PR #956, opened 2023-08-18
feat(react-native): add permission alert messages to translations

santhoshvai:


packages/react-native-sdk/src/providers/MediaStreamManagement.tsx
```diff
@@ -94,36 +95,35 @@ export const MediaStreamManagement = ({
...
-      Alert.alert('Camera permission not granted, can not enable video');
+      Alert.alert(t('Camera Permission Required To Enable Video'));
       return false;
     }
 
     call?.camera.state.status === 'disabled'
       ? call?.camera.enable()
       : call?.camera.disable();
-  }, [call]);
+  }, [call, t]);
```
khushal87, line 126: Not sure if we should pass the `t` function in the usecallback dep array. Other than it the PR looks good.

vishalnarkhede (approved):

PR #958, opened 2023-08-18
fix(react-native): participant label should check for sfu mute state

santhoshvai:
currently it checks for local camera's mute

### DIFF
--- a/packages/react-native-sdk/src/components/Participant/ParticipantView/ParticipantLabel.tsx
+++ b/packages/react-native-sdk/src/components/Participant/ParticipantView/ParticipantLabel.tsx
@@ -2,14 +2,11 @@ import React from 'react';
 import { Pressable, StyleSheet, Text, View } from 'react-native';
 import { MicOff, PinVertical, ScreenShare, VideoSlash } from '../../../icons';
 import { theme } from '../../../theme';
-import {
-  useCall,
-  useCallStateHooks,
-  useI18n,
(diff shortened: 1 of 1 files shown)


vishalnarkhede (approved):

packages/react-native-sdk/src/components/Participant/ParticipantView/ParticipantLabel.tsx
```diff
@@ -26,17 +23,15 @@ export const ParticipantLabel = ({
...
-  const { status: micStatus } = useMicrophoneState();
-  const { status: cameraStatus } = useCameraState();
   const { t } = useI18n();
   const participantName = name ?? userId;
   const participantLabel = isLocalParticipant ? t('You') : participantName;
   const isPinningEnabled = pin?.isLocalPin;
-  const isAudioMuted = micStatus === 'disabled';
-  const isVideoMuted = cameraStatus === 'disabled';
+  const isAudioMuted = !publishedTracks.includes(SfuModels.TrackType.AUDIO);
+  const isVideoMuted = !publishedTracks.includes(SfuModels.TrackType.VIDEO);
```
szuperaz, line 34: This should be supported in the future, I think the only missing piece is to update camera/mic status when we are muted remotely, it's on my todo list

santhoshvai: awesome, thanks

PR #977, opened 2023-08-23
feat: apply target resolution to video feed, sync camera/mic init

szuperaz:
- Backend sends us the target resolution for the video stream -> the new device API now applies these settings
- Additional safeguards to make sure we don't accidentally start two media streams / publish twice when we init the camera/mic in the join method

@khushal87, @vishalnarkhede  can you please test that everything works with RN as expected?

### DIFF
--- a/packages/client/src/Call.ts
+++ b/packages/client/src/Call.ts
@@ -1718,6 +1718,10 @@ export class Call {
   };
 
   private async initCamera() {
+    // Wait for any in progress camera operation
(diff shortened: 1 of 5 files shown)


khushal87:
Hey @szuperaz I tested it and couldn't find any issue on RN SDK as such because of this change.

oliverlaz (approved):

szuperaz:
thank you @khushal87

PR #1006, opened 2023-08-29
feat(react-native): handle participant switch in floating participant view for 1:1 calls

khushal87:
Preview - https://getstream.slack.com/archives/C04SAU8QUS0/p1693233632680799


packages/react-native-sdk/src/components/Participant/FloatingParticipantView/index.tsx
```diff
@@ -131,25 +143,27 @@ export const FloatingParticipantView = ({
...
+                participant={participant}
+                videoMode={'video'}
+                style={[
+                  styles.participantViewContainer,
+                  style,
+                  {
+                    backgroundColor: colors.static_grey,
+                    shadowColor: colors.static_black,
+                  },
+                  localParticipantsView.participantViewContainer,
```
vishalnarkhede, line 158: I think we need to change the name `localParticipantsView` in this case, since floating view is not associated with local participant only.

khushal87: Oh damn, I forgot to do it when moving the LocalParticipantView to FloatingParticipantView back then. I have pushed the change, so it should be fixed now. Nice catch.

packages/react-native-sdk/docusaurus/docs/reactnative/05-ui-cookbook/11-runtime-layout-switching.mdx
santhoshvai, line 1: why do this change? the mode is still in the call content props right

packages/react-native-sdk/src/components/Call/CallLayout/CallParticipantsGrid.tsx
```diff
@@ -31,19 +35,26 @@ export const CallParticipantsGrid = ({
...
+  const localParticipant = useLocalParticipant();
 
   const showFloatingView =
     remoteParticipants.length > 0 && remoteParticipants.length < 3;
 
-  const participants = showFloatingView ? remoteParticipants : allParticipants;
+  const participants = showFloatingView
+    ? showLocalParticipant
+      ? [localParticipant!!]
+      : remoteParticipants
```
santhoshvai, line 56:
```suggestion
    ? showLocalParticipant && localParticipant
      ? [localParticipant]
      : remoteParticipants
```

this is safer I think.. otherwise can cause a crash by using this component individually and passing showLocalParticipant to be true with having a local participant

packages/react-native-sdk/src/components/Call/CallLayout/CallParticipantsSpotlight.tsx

────────────────────

◆ **What this task involves**:
Throughout the data above, report every line that contains the string "components".

◆ **Problem solution**:
--- a/packages/react-native-sdk/src/components/Participant/ParticipantView/ParticipantLabel.tsx
+++ b/packages/react-native-sdk/src/components/Participant/ParticipantView/ParticipantLabel.tsx
packages/react-native-sdk/src/components/Participant/ParticipantView/ParticipantLabel.tsx
packages/react-native-sdk/src/components/Participant/FloatingParticipantView/index.tsx
packages/react-native-sdk/src/components/Call/CallLayout/CallParticipantsGrid.tsx
packages/react-native-sdk/src/components/Call/CallLayout/CallParticipantsSpotlight.tsx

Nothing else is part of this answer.